Index data is deleted by uniqueKey defined in schema.xml and not by pk defined at entity level in data-config.xml
If pk at top level entity is not same as uniqueKey in your data-config uniqueKey, Delete will not work though in log file you will see number of deleted documents. This is because the fetched value will be matched with uniqueKey field.
Rows are deleted by uniqueKey.
Here is the method from SolrWriter which is actually called when documents are deleted using deletedPkQuery.

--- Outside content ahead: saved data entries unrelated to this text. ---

PR #5989, opened 2026-09-07
fix: use in-process HashStore for temporary_distributed_context rendezvous

### LINKED ISSUE #5967: [bug] temporary_distributed_context has a singleton TCP rendezvous race
### Problem

`temporary_distributed_context()` currently discovers a TCP rendezvous port by binding `localhost:0`, closes that socket, and then asks `torch.distributed.init_process_group()` to bind the same address:

https://github.com/NVIDIA-NeMo/Megatron-Bridge/blob/8a8360510adcd43ad1154d54bb25928468bc7288/src/megatron/bridge/training/model_load_save.py#L131-L140

That creates a time-of-check/time-of-use race: another process can claim the port before Gloo binds it, causing `EADDRINUSE` / `address already in use`.

Standalone `AutoBridge.import_ckpt()` and `AutoBridge.export_ckpt()` use this temporary context when the caller has no initialized process group:

- https://github.com/NVIDIA-NeMo/Megatron-Bridge/blob/8a8360510adcd43ad1154d54bb25928468bc7288/src/megatron/bridge/models/conversion/auto_bridge.py#L1494-L1497
- https://github.com/NVIDIA-NeMo/Megatron-Bridge/blob/8a8360510adcd43ad1154d54bb25928468bc7288/src/megatron/bridge/models/conversion/auto_bridge.py#L1577-L1583

PR #5696 correctly preserves a caller-owned process group, but standalone callers still enter this path.

### Minimal repro

```shell
# Run on Linux with Megatron-Bridge and the Gloo backend available.
# This is a race, so increase the count/parallelism if needed.
unset MASTER_ADDR MASTER_PORT
seq 1 200 | xargs -n1 -P32 sh -c '
python - <<'"'"'PY'"'"'
from megatron.bridge.training.model_load_save import temporary_distributed_context

with temporary_distributed_context(backend="gloo"):
    pass
PY
'
```

The same class of race produced an `EADDRINUSE` failure in the project's public CI:

https://github.com/NVIDIA-NeMo/Megatron-Bridge/actions/runs/31846107309/job/94940794151

### Expected behavior

A world-size-one temporary process group should initialize and clean up without racing on a host TCP port or depending on inherited rendezvous environment variables.

### Affected area

`area:ckpt`

### Regression?

Not sure. The current helper has used this rendezvous pattern since it was introduced.

### Environment

- Current `main`: `8a8360510adcd43ad1154d54bb25928468bc7288`
- Latest checked release: `v0.6.0` (`51885cf132b2814188b6855c25a8588254274c2a`)
- Backend: Gloo
- World size: 1
- Reproduced through standalone checkpoint conversion/export; the race itself is GPU-independent

### Suggested direction

Because this context is explicitly single-process, an in-process `torch.distributed.HashStore()` can be passed through `store=` to `init_process_group()`, avoiding TCP rendezvous entirely.

Closed PR #5595 proposed that implementation and focused Gloo/NCCL coverage:

https://github.com/NVIDIA-NeMo/Megatron-Bridge/pull/5595

I could not find a merged replacement for #5595, and current `main` still contains the TCP bind-close-rebind implementation. Was #5595 intentionally superseded, or would a new focused PR for this change be welcome?

ManoharPaturi:
Fixes #5967.

**What's wrong**

`temporary_distributed_context()` finds a free TCP port, closes the socket, then asks `init_process_group()` to bind the same address. Anything that grabs the port in between makes the init fail with `EADDRINUSE`. It's a small window but real, and it showed up in public CI (link in the issue). Also, when `MASTER_ADDR`/`MASTER_PORT` happen to be set, the context silently inherits them, which is not great for a standalone helper.

**Fix**

The context is always `world_size=1, rank=0`, so it doesn't need TCP at all. Pass an in-process `dist.HashStore()` as the store and drop the port scan + env lookup. No host port is touched now, and rendezvous env vars are ignored.

Same approach as yaoyu-33's #5595, which got a positive bot review but was closed before a human looked at it. Happy to fold in any changes if that direction gets picked up instead.

**Tests**

- updated the 3 mocked tests to assert the new contract (`store=` passed, no `init_method`)
- added an end-to-end test that runs the real gloo backend single-process with no rendezvous env, and checks init + cleanup

Verified the 3 contract tests fail on main and pass with this change. Also ran the rest of `tests/unit_tests/training/` before and after, no difference.

I tested locally on CPU/macOS with gloo; NCCL path is covered by the mocked test only since I don't have a GPU here.


yaoyu-33 (dismissed):

jasonliu-shop (approved):
thank you!

cuichenx (approved):

cuichenx:
/ok to test https://github.com/NVIDIA-NeMo/Megatron-Bridge/pull/5989/commits/b28fd51bc564618d807117cd69697841d90af14b

ManoharPaturi:
thanks for merging main in and re-running. all checks are green on this head now, nothing failing left on the PR. anything else needed from my side?

ManoharPaturi:
looked into the 3 failing checks so nobody has to dig: all three come from one root cause and it's not in the PR diff.

build-wheel fails compiling the pinned transformer-engine git dependency:

error: Failed to build transformer-engine @ git+https://github.com/NVIDIA/TransformerEngine.git@27486e03
nccl_ep.cc:677:27: error: 'ncclWinGetUserPtr' was not declared in this scope
nccl_ep.cc:932:17: error: 'ncclGetPeerDevicePointer' was not declared in this scope
nccl_ep.cc:1249:9: error: 'ncclCommProperties_t' was not declared in this scope

that's the TE commit's nccl shim not matching the runner's nccl version, so the wheel never gets built. publish-wheel and release-summary then fail in 2-4s as downstream cascade of the missing wheel. the PR only touches model_load_save.py and its tests, no packaging surface.

not sure if the TE pin needs a bump or the runner image needs the newer nccl headers, but either way it'll reproduce on any PR that reaches this job.

ManoharPaturi:
quick follow up with receipts: the same build-wheel failure hits other PRs from today too (see the runs for #6008, #6079, #6086 on this workflow, all failed the same way within the last day). so this is reproducible across branches and unrelated to this diff, exactly as diagnosed above. whoever owns the TE pin or the runner image will unblock all of them at once.

ManoharPaturi:
one more data point for whoever debugs this: the only green run on this workflow today (#6159) is a docs-only PR whose release job was skipped by the paths filter, it never built a wheel. every run that actually executed build-wheel since sep 18 ~23:58 utc has failed the same way: #6156, #6157, #6067, #6116, #6008, #6079, #6086, #5361 and this one. so the wheel pipeline has been fully down for code PRs since that window, which should narrow down what changed on the runner image or in the environment around then.

cuichenx:
Hi @ManoharPaturi, the released wheel tests are not blocking. The one that matters is "Nemo_CICD_Test" and these are queued

cuichenx:
/ok to test https://github.com/NVIDIA-NeMo/Megatron-Bridge/pull/5989/commits/a3c64757ca5dd8d024778f60bc790e5400bb6214

ManoharPaturi:
good to know, thanks for clarifying. seeing the unit test shards pass and the launch matrix running now. i'll leave it in your hands for the merge, appreciate all the help getting it over the line.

public void deleteDoc(Object id) { //here id value must be from uniqueKey field
try {
log.info("Deleting document: " + id);
DeleteUpdateCommand delCmd = new DeleteUpdateCommand();
delCmd.id = id.toString();
delCmd.fromPending = true;
delCmd.fromCommitted = true;
processor.processDelete(delCmd);
} catch (IOException e) {
log.error("Exception while deleteing: " + id, e);
}
}

3 comments:

Anonymous said...

Thanks, nice tip. Very useful to me

Goldwynn said...

Do you know why we need to specify query="SELECT * from users" ?

<entity name="users" pk="emailid" query="SELECT * from users"

Thanks.

Goldwynn said...

Ignore my comments above, I was thinking something else. Yeah, thanks for the article, nice piece.